*** DATA SHOWN Section Begins ***

Issue #938, opened 2023-09-03
Add a `--path` and `--env` ption to `infisical init`


NiklasRosenstein:
### Feature description

It would be nice if a `--path` and `--env` option could be added to the `infisical init` command to store the default path to read the secrets from in `.infisical.json` and not having to pass it to every `run` command.

### Why would it be useful?

Allows you to move more configuration into the `.infisical.json` file and have less to write in the CLI afterwards.

PR #968, opened 2023-09-12
feat: add `path` and `env` option to `init` cmd

quinton11:
## Description 📣

`Path` and `env` options included into init cmd to persist in workspace file. This is to prevent repeatedly passing `path` and `env` on every `run` cmd. [See](https://github.com/Infisical/infisical/issues/938)

### Changes
- Modified `workspaceConfigFile`, now includes the `defaultSecretsPath`


Salman2301:
https://github.com/Infisical/infisical/issues/1075

quinton11:
@maidul98 @akhilmhdh

maidul98:
@rawkode i think this flag might be helpful for you as it allows you to have different .infisical.json files for each of your repos

Issue #937, opened 2023-09-03
`infisical secrets --path` option gives error with `get` subcommand


NiklasRosenstein:
### Describe the bug

`infisical secrets --help` states that there is a `--path` option:

```
$ infisical --version
infisical version 0.12.1

$ infisical secrets --help
Used to create, read update and delete secrets

Usage:
  infisical secrets
  infisical secrets [command]

[...]

Flags:
      --env string          Used to select the environment name on which actions should be taken on (default "dev")
      --expand              Parse shell parameter expansions in your secrets (default true)
  -h, --help                help for secrets
      --include-imports     Imported linked secrets  (default true)
      --path string         get secrets within a folder path (default "/")

[...]
```

However, combining it with the `get` subcommand gives an error that the option does not exist.

```
$ infisical secrets get --path Hetzner/Cloud-Kubernetes --env prod HCLOUD_TOKEN
Error: unknown flag: --path
Usage:
  infisical secrets get [secrets]
[...]

$ infisical secrets --path Hetzner/Cloud-Kubernetes get --env prod HCLOUD_TOKEN
Error: unknown flag: --path
Usage:
  infisical secrets get [secrets]
[...]
```

### To Reproduce

See above.

### Expected behavior

The `--path` argument is accepted by the `infisical secrets` command.

### Platform you are having the issue on:

Linux

### Additional context

Infisical free plan self hosted.

quinton11:
Related https://github.com/Infisical/infisical/issues/910

Salman2301:
Isn't this fix? Close the issue?

maidul98:
Yes, `--path` has been added to `secrets get` command

PR #969, opened 2023-09-12
fix: `path` option for `secret get` sub cmd

quinton11:
# Description 📣

[See](https://github.com/Infisical/infisical/issues/937)


maidul98 (approved):
tested, lgtm

PR #981, opened 2023-09-14
fix: hide current env from dropdown while copying secrets

G3root:
# Description 📣

[Screencast 2023-09-14 16:11:35.webm](https://github.com/Infisical/infisical/assets/84864519/151c54b7-45d0-47f8-9099-d083163731ca)

## Type ✨

- [x] Bug fix


maidul98:
Is there a reason you think copying secrets from the same env should be blocked? I can think of a case where you have folders within the same environment and you want to copy secrets from a path within the same env into your current path. When you remove the current environment, you can't do that anymore

G3root:
This seems to be a quite fitting use case 💯 . I initially believed it to be a bug, and sorry for my wrong assumptions. I will now close this pull request.

Issue #982, opened 2023-09-14
[ENG-93] Alpine Linux CDN is unavailable - no fallback mirror or retry mechanism


ragnarbull:
### Describe the bug
When the Alpine CDN is down/unavailable there is no fallback mirror or retry mechanism. 

This infrequently occurs:
- https://github.com/gliderlabs/docker-alpine/issues/527
- https://stackoverflow.com/questions/53710206/docker-cant-build-because-of-alpine-error
- https://news.ycombinator.com/item?id=30341050

Looks like it has been down in East Coast Australia for >12 hrs (or it's just me).
This would (probably always) impact users in US-sanctioned countries (eg. Iran). not using a VPN.

### To Reproduce
1. Attempt to run Infisically locally using docker-compose
2. Error with building the backend stage

### Expected behavior
Docker should fetch infisical-cli from the official Alpine build hosted on Cloudsmith. 

### Screenshots
![Screenshot 2023-09-14 215918](https://github.com/Infisical/infisical/assets/83689282/cc36e2d1-f29f-4af9-b1d5-79793d1fc888)

### Platform you are having the issue on:
- Windows using bash in VS-code terminal

<sub>[ENG-93](https://linear.app/infisical/issue/ENG-93/alpine-linux-cdn-is-unavailable-no-fallback-mirror-or-retry-mechanism)</sub>

PR #983, opened 2023-09-14
Docs: Update FAQ for Alpine CDN error

ragnarbull:
# Description 📣

Docs to explain local development fix for issue #982 (ie. reconfigure backend Dockerfile with pinned Alpine Linux version,  add retry mechanism and a fallback Alpine Linux mirrors array). Links include archived links in case the global CDN is down.

## Type ✨

- [ ] Bug fix
- [ ] New feature
- [ ] Breaking change
- [X] Documentation

# Tests 🛠️

Checked on localhost docs


ragnarbull:
> This is great! I think it would actually be better under developer setup docs because when the image is built by us for prod, it won't be under the alpine cnd anymore, it will be a new image built on top of alpine hosted on docker hub. Maybe you can add a FAQ page here https://infisical.com/docs/contributing/overview
> 
> let me know if you have any questions

Oh yes that makes more sense. Removed from self-hosted and created new FAQ under contributing.

maidul98 (approved):
nice work!

PR #990, opened 2023-09-15
Update README.md

captain-Akshay:
# Description 📣

i think the place to create an account for a user is in the front-end so the port number should be 8080

## Type ✨

- [ ] Bug fix
- [ ] New feature
- [ ] Breaking change
- [ X] Documentation


dangtony98:
Actually I just realized that this `localhost:80` should be correct cuz we're dealing with `docker-compose.yml` file not the `docker-compose.dev.yml` file here.

PR #991, opened 2023-09-15
feat(rbac): migration script for permission from old permission to new

akhilmhdh:
# Description 📣

1. Migration script from old to new

This will create a new role by inheriting member permission and set permission accordingly

# Tests 🛠️

```sh
```

---


backend/src/controllers/v1/membershipController.ts
```diff
@@ -148,7 +148,12 @@ export const changeMembershipRole = async (req: Request, res: Response) => {
   const membership = await Membership.findByIdAndUpdate(
     membershipId,
     {
-      role
+      $set: {
+        role
+      },
+      $unset: {
```
maidul98, line 154: why was this newly added?

maidul98: Oh i see because the user has set the role back to a default one

backend/src/utils/setup/backfillData.ts
```diff
@@ -679,22 +686,79 @@ export const backfillUserAuthMethods = async () => {
...
+      if (ability === "write") secretAccessRule[environmentSlug].write = false;
+      if (ability === "read") secretAccessRule[environmentSlug].read = false;
+    });
+
+    Object.entries(secretAccessRule).forEach(([envSlug, { read, write }]) => {
+      if (read) {
+        customPermissions.push({
+          subject: ProjectPermissionSub.Secrets,
+          action: ProjectPermissionActions.Read,
+          conditions: { environment: envSlug }
```
maidul98, line 719: we should also set the secrets path to `/**` so users have access to eveything within that environment just like they would right now

backend/src/utils/setup/backfillData.ts
```diff
@@ -679,22 +686,79 @@ export const backfillUserAuthMethods = async () => {
...
+      slug: `custom-role-${crypto.randomBytes(3).toString("hex")}`,
+      permissions: customPermissions
+    });
+    await role.save();
+    await Membership.findByIdAndUpdate(membership._id, {
+      $set: {
+        role: CUSTOM,
+        customRole: role
+      },
+      $unset: {
```
maidul98, line 757: let's leave this incase anything goes wrong, that way we can revert back chages

maidul98:
Added dedup role logic and added Redis for locking on to onc instance to run the backfill

maidul98 (approved):

PR #6827, opened 2026-06-11
feat(platfor-415): usage metering pipeline for License Server v2

PrestigePvP:
## Context

License Server v2 introduces per-entity pricing, so the product needs to **observe** the entity counts that drive billing/caps and **report** them to the License Server. This adds the product-side usage-metering pipeline for the 4 committed meters.

It ships in **Phase 1, before reads cut over**, so it is **structural-but-inert**: gated behind `LICENSE_SERVER_V2_ENABLED` (default off). Deploying with the flag off is a product no-op.

- New `services/license-client/usage/` module: org-keyed snapshot reporter (`POST /v1/usage/snapshots`), per-meter count queries on the read replica (sum across the org's live projects), a BullMQ worker (`QueueName.UsageEvent`, 60s debounce via deterministic jobId, report-on-change), and a self-hosted 30-min flush cron (`CronJobName.UsageFlush`, gated to non-cloud).
- Fire-and-forget emit hooks on metered create/delete in the 4 metered services: identity, internal CA, active certificate, PAM resource. Emits never block or throw into the request path and sit outside DB transactions.
- Registers the live-count fns with the SDK (`registerCounter`) so `canUse()` can resolve current usage. No call site invokes it yet.
- Inert when off: emits no-op, the worker no-ops without a reporter, the cron is self-hosted-only.

Out of scope (tracked separately): entitlement dual-read/compare + read cutover and `canUse()` cap enforcement at call sites — PLATFOR-449 / PLATFOR-418. Secret-scanning's meter is intentionally omitted until its pricing unit is settled.

Ticket: PLATFOR-415

## Screenshots

No UI changes.

## Steps to verify the change

- `cd backend && npm run test:unit -- src/services/license-client/usage/usage-metering.test.ts` → 16 tests pass (counters registry, emit gating + debounce, reporter build, worker report-on-change, and `canUse` usage examples).
- `make reviewable-api` → lint + type-check clean.
- With `LICENSE_SERVER_V2_ENABLED=false` (default): create/delete an identity, internal CA, certificate, or PAM resource → nothing is enqueued and create/delete behavior is unchanged.
- With it enabled + a snapshot endpoint configured: create an identity → exactly one org-keyed snapshot is POSTed after the 60s debounce window; an unchanged count does not re-report.

## Type

- [ ] Fix
- [x] Feature
- [ ] Improvement
- [ ] Breaking
- [ ] Docs
- [ ] Chore

## Checklist

- [x] Title follows the conventional commit format: `type(scope): short description`
- [x] Tested locally

### DIFF
--- a/backend/src/keystore/keystore.ts
+++ b/backend/src/keystore/keystore.ts
@@ -168,6 +168,7 @@ export const KeyStoreTtls = {
   AuditLogMigrationAlertInSeconds: 604800, // 7 days
   LicenseCloudPlanInSeconds: 300, // 5 minutes
   LicenseEntitlementsInSeconds: 1800, // 30 minutes
+  UsageLastReportedInSeconds: 7776000, // 90 days (~3 billing cycles) so orphaned meter keys self-clean
   AiMcpEndpointOAuthFlowInSeconds: 300, // 5 minutes
   OauthAuthorizationCodeInSeconds: 600, // 10 minutes
   AiMcpServerOAuthSessionInSeconds: 600, // 10 minutes
--- a/backend/src/keystore/keystore.ts
+++ b/backend/src/keystore/keystore.ts
@@ -132,7 +132,8 @@ export const KeyStorePrefixes = {
   AuditLogMigrationAlert: "audit-log-migration-alert-last-row-count",
   LicenseCloudPlan: (orgId: string) => `infisical-cloud-plan-${orgId}` as const,
   LicenseEntitlements: (orgId: string) => `license-entitlements-${orgId}` as const,
-  UsageLastReported: (orgId: string, featureKey: string) => `usage-last-reported-${orgId}-${featureKey}` as const,
+  LicenseUsageLastReported: (orgId: string, featureKey: string) =>
+    `license-usage-last-reported-${orgId}-${featureKey}` as const,
   IdentityLockoutState: (identityId: string, authMethod: string, slug: string) =>
     `lockout:identity:${identityId}:${authMethod}:${slug}` as const,
   IdentityLockoutStateByMethodPattern: (identityId: string, authMethod: string) =>
@@ -168,7 +169,7 @@ export const KeyStoreTtls = {
   AuditLogMigrationAlertInSeconds: 604800, // 7 days
   LicenseCloudPlanInSeconds: 300, // 5 minutes
   LicenseEntitlementsInSeconds: 1800, // 30 minutes
-  UsageLastReportedInSeconds: 7776000, // 90 days (~3 billing cycles) so orphaned meter keys self-clean
+  LicenseUsageLastReportedInSeconds: 7776000, // 90 days (~3 billing cycles) so orphaned meter keys self-clean
   AiMcpEndpointOAuthFlowInSeconds: 300, // 5 minutes
   OauthAuthorizationCodeInSeconds: 600, // 10 minutes
   AiMcpServerOAuthSessionInSeconds: 600, // 10 minutes
--- a/backend/src/keystore/keystore.ts
+++ b/backend/src/keystore/keystore.ts
@@ -132,6 +132,7 @@ export const KeyStorePrefixes = {
   AuditLogMigrationAlert: "audit-log-migration-alert-last-row-count",
   LicenseCloudPlan: (orgId: string) => `infisical-cloud-plan-${orgId}` as const,
   LicenseEntitlements: (orgId: string) => `license-entitlements-${orgId}` as const,
+  UsageLastReported: (orgId: string, featureKey: string) => `usage-last-reported-${orgId}-${featureKey}` as const,
   IdentityLockoutState: (identityId: string, authMethod: string, slug: string) =>
     `lockout:identity:${identityId}:${authMethod}:${slug}` as const,
   IdentityLockoutStateByMethodPattern: (identityId: string, authMethod: string) =>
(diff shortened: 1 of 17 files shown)


backend/src/services/license-client/usage/usage-reporter.ts
```diff
@@ -0,0 +1,57 @@
...
+      return;
+    }
+
+    const url = new URL(SNAPSHOTS_PATH, serverUrl);
+    const res = await fetch(url, {
+      method: "POST",
+      headers: { Authorization: `Bearer ${serviceKey}`, "Content-Type": "application/json" },
+      body: JSON.stringify({ snapshots }),
+      redirect: "manual"
+    });
```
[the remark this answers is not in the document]
PrestigePvP: Addressed in 1f0dc44 — `buildUsageReporter` now rejects a malformed or non-`https` `LICENSE_SERVER_V2_URL` (returns `null`, so reporting stays inert) before the service-key bearer can be sent anywhere. Note the already-merged read SDK (`license-client-backends.ts`) consumes the same env var, so a stricter hostname allowlist would be shared hardening across both; since this is operator-controlled config rather than user input, I kept it to scheme + parse validation here.

backend/src/services/license-client/usage/usage-event-queue.ts
```diff
@@ -0,0 +1,109 @@
...
+        org_id: orgId,
+        feature_key: featureKey,
+        value,
+        observed_at: observedAt.toISOString(),
+        idempotency_key: `${source}:${orgId}:${featureKey}:${minuteBucketSeconds}`,
+        source
+      }
+    ]);
+
+    await keyStore.setItem(lastReportedKey, String(value));
```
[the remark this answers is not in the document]
PrestigePvP: Addressed in 1f0dc44 — last-reported keys now use `setItemWithExpiry` with a 90-day TTL (`UsageLastReportedInSeconds`, ~3 billing cycles) so orphaned `{orgId}:{featureKey}` entries self-clean.

backend/src/services/license-client/usage/usage-event-queue.ts
```diff
@@ -0,0 +1,109 @@
...
+  };
+
+  // Self-hosted true-up: online instances also report event-driven, so this is a periodic backstop
+  // for cap visibility and renewal. Cloud is event-driven only.
+  const flushAllOrgs = async () => {
+    if (!usageReporter) {
+      return;
+    }
+
+    const orgs = await orgDAL.find({});
```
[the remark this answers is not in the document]
PrestigePvP: Addressed in 1f0dc44 — `flushAllOrgs` now pages through orgs in batches of 500 (`limit`/`offset`) instead of materializing the whole table, with tests covering the pagination loop and the null-reporter no-op.

backend/src/services/license-client/usage/usage-counters.ts
```diff
@@ -0,0 +1,24 @@
...
+  usageCounterDAL: TUsageCounterDALFactory;
+};
+
+// The single source of truth pairing each metered feature with its live-count fn. Reused by the
+// worker (count + report) and by registerCounter (so canUse() resolves current usage).
+export const buildMeteredFeatures = ({ licenseDAL, usageCounterDAL }: TBuildMeteredFeaturesDep): TMeteredFeature[] => [
+  { feature: MaxIdentities, count: (orgId) => licenseDAL.countOrgUsersAndIdentities(orgId) },
+  { feature: MaxInternalCas, count: (orgId) => usageCounterDAL.countInternalCas(orgId) },
+  { feature: MaxActiveCerts, count: (orgId) => usageCounterDAL.countActiveCerts(orgId) },
+  { feature: MaxResources, count: (orgId) => usageCounterDAL.countPamResources(orgId) }
```
akhilmhdh: I think it;'s better to call it MaxPamResources

backend/src/keystore/keystore.ts
```diff
@@ -167,6 +168,7 @@ export const KeyStoreTtls = {
   AuditLogMigrationAlertInSeconds: 604800, // 7 days
   LicenseCloudPlanInSeconds: 300, // 5 minutes
   LicenseEntitlementsInSeconds: 1800, // 30 minutes
+  UsageLastReportedInSeconds: 7776000, // 90 days (~3 billing cycles) so orphaned meter keys self-clean
```
akhilmhdh: Better make it more aligned like `LicenseUsage` something like that?

backend/src/lib/cron/cron-job.ts
```diff
@@ -37,7 +37,8 @@ export const CronJobName = {
   SignerDailyAutoRenewal: "signer-daily-auto-renewal",
   SignerIssuancePolling: "signer-issuance-polling",
   AuditLogStreamOutboxStaleClaimSweeper: "audit-log-stream-outbox-stale-claim-sweeper",
-  AuditLogStreamOutboxCleanup: "audit-log-stream-outbox-cleanup"
+  AuditLogStreamOutboxCleanup: "audit-log-stream-outbox-cleanup",
+  UsageFlush: "usage-flush"
```
akhilmhdh: Here as well.

akhilmhdh (changes requested):

backend/src/services/license-client/usage/usage-counters.ts
PrestigePvP: Renamed to `MaxPamResources` in 505eb98. I kept the underlying feature key as `max_resources` (the constant's string) to match the seeded feature registry / Usage Reporting SPEC §3.1 — if you'd rather the key be `max_pam_resources` too, say the word and I'll change it here and on the server registry together.

backend/src/keystore/keystore.ts
PrestigePvP: Done in 505eb98 — renamed to `LicenseUsageLastReported` / `LicenseUsageLastReportedInSeconds` (value `license-usage-last-reported-…`) to align with `LicenseCloudPlan` / `LicenseEntitlements`.

backend/src/lib/cron/cron-job.ts
PrestigePvP: Done in 505eb98 — `CronJobName.UsageFlush` → `LicenseUsageFlush` (`license-usage-flush`), same alignment.

akhilmhdh (approved):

*** DATA SHOWN Section Ends ***

**TASK BRIEF:** Pull each line containing "unavailable" from the records.

**REPLY TO THE EXERCISE:**
[ENG-93] Alpine Linux CDN is unavailable - no fallback mirror or retry mechanism
When the Alpine CDN is down/unavailable there is no fallback mirror or retry mechanism. 
<sub>[ENG-93](https://linear.app/infisical/issue/ENG-93/alpine-linux-cdn-is-unavailable-no-fallback-mirror-or-retry-mechanism)</sub>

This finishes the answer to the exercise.